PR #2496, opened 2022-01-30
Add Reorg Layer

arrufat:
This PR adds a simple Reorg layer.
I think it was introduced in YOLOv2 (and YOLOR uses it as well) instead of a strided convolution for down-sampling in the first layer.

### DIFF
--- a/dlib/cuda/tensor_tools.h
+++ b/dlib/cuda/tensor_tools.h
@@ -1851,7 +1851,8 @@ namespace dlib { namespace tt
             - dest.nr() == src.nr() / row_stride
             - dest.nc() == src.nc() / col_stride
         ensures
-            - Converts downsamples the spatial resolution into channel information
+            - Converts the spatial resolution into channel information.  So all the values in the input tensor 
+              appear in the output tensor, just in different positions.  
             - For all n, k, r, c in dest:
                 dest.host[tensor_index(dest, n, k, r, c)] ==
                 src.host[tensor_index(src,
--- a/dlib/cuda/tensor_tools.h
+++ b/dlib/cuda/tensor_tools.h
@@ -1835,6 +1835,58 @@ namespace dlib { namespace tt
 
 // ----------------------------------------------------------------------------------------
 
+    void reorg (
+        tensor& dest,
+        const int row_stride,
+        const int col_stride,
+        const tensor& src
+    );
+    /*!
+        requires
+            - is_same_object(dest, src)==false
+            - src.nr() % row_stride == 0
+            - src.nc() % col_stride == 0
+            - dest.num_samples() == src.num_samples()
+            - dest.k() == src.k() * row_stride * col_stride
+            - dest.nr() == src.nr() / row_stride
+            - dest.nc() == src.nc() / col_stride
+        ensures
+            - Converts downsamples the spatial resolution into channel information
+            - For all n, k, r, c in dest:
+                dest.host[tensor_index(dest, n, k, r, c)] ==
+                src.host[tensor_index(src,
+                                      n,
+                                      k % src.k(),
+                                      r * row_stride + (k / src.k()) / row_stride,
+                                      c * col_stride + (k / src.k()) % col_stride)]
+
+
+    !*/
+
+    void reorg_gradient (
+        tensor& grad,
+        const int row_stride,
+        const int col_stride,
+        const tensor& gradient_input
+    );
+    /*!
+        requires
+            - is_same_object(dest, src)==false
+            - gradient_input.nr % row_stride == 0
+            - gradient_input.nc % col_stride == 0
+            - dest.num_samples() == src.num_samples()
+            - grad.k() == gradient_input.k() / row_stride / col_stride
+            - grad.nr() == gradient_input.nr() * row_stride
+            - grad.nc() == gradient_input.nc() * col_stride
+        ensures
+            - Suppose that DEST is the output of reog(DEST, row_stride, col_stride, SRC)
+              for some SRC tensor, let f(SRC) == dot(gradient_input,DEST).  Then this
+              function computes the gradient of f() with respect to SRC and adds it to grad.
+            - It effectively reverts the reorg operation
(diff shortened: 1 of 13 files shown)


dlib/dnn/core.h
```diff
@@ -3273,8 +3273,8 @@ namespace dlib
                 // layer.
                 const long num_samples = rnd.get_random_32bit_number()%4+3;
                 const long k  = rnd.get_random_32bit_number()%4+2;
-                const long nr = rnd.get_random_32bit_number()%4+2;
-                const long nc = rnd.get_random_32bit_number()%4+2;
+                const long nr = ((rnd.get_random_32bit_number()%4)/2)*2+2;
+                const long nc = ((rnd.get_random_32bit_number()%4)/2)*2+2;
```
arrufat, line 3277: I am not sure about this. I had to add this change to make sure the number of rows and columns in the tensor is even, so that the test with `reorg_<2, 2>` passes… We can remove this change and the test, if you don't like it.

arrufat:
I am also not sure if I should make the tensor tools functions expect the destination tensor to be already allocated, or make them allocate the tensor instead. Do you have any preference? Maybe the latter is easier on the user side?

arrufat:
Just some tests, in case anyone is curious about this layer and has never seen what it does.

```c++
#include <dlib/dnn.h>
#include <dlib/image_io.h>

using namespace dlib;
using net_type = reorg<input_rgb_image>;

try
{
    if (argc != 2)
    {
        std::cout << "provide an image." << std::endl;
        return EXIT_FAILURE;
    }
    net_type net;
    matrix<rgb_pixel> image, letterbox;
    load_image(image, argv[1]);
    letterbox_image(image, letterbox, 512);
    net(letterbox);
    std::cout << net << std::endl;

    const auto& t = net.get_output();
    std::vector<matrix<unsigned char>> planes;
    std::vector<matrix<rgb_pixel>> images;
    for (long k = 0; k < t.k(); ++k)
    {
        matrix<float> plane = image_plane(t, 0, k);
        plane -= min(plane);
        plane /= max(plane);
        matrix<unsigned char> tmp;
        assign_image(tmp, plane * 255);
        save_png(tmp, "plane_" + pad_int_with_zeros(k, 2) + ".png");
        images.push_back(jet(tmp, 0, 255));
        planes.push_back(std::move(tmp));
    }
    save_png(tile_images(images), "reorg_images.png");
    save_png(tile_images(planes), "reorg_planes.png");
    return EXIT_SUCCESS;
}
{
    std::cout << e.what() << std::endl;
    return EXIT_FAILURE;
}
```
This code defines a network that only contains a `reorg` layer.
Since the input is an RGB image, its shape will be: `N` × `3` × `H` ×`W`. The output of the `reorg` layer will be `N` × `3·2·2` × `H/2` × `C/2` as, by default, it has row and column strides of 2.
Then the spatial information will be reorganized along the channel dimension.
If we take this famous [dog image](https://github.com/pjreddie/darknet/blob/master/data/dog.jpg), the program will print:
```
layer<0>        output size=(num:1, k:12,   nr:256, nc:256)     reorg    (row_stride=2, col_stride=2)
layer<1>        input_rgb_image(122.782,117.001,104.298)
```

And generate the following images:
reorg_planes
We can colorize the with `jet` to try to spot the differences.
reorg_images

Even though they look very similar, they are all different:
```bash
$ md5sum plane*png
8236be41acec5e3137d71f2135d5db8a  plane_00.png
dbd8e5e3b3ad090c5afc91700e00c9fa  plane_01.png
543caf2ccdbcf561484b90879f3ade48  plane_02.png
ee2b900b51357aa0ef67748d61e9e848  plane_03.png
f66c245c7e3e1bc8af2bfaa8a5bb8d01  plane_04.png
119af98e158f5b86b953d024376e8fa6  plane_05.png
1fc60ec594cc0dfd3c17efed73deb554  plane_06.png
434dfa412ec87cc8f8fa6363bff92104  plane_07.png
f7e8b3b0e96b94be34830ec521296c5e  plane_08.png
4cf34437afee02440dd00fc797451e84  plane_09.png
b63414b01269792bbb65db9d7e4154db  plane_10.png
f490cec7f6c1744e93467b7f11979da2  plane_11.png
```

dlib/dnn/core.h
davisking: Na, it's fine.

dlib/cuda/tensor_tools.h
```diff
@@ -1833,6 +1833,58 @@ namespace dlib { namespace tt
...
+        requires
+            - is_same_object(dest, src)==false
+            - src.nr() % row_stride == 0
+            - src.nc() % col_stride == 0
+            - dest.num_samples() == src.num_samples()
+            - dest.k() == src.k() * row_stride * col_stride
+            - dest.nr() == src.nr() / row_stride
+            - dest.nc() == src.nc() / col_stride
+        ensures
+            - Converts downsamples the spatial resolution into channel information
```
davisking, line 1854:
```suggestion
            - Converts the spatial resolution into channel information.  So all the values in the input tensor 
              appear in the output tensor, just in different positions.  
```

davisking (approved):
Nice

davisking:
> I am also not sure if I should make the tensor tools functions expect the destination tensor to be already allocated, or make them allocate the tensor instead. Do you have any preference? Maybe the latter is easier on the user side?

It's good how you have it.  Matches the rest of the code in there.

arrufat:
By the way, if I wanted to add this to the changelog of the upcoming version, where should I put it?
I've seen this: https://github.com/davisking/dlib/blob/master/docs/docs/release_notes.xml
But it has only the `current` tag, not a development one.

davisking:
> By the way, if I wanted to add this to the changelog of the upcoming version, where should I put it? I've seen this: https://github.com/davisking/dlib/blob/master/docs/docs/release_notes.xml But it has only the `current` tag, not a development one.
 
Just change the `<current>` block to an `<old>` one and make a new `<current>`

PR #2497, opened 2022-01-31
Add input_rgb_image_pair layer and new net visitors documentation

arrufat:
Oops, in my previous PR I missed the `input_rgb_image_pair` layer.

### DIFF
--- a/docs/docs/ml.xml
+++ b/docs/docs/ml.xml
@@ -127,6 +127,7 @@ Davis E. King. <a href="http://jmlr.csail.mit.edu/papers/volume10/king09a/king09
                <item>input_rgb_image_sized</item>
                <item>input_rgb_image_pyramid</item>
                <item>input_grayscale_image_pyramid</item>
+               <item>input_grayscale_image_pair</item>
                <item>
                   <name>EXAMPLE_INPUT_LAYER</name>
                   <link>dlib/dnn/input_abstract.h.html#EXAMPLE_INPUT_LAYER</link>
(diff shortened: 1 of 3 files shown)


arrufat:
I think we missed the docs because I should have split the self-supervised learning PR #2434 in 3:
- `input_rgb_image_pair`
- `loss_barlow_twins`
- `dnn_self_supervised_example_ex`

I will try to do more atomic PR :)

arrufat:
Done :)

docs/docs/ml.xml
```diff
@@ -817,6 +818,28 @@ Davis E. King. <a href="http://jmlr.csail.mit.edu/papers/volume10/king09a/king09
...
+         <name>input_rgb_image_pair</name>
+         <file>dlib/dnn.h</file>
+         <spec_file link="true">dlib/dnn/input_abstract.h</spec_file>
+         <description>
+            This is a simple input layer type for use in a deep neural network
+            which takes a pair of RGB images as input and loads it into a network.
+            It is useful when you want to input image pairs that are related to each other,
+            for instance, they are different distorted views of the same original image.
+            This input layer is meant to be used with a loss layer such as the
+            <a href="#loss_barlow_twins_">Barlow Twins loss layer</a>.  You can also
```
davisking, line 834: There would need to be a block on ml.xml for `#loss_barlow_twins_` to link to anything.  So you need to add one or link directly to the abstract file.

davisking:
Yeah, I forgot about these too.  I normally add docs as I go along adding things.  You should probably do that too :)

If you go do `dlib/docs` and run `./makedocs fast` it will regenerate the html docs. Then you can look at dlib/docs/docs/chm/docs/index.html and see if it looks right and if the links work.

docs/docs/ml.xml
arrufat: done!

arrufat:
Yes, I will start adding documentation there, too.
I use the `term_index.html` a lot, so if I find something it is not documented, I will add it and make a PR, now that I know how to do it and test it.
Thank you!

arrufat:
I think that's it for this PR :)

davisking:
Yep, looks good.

» YOUR TASK: Only lines with the string "code" are wanted; please find each one in the listing and copy it.

» RESULT OF THIS EXERCISE:
This code defines a network that only contains a `reorg` layer.
It's good how you have it.  Matches the rest of the code in there.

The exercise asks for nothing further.